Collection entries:
PR #6376, opened 2025-02-04
Use ephemeral NSURLSessionConfiguration by default

jvanderwee:
`NSURLCache` is not read from as `NSURLRequestReloadIgnoringCacheData` is set as the request policy [here](https://github.com/apollographql/apollo-kotlin/blob/main/libraries/apollo-runtime/src/appleMain/kotlin/com/apollographql/apollo/network/http/DefaultHttpEngine.apple.kt#L102). Therefore it makes sense to use `ephemeralSessionConfiguration` to prevent writing to `NSURLCache`.

Related to https://github.com/apollographql/apollo-kotlin/issues/6375.


martinbonnin (approved):

BoD (approved):
Thanks! 👍

PR #6386, opened 2025-02-19
Update nullability.mdx

dhritzkiv:
Fix up `levels` syntax for `\@catch(to:` directive example


dhritzkiv:
I think `level` was from v0.1 of the nullability spec, whereas `levels` replaced it in v0.2. I'm not entirely sure, however.

BoD (approved):
Good catch!

PR #6388, opened 2025-02-19
Simplify semanticEquals

martinbonnin:
Instead of implementing custom logic, compare the SDL representations. It's probably less efficient but we're computing the SDL representation in most cases for the error message anyways. This makes `semanticEquals()` work on any `GQLNode`


BoD (approved):
👍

▸ **WHAT TO DO**
Every line from the one that contains "Simplify semanticEquals" down to and including the last line of the records above must be set down exactly, with nothing else.

▸ **EXPECTED ANSWER**
Simplify semanticEquals

martinbonnin:
Instead of implementing custom logic, compare the SDL representations. It's probably less efficient but we're computing the SDL representation in most cases for the error message anyways. This makes `semanticEquals()` work on any `GQLNode`


BoD (approved):
👍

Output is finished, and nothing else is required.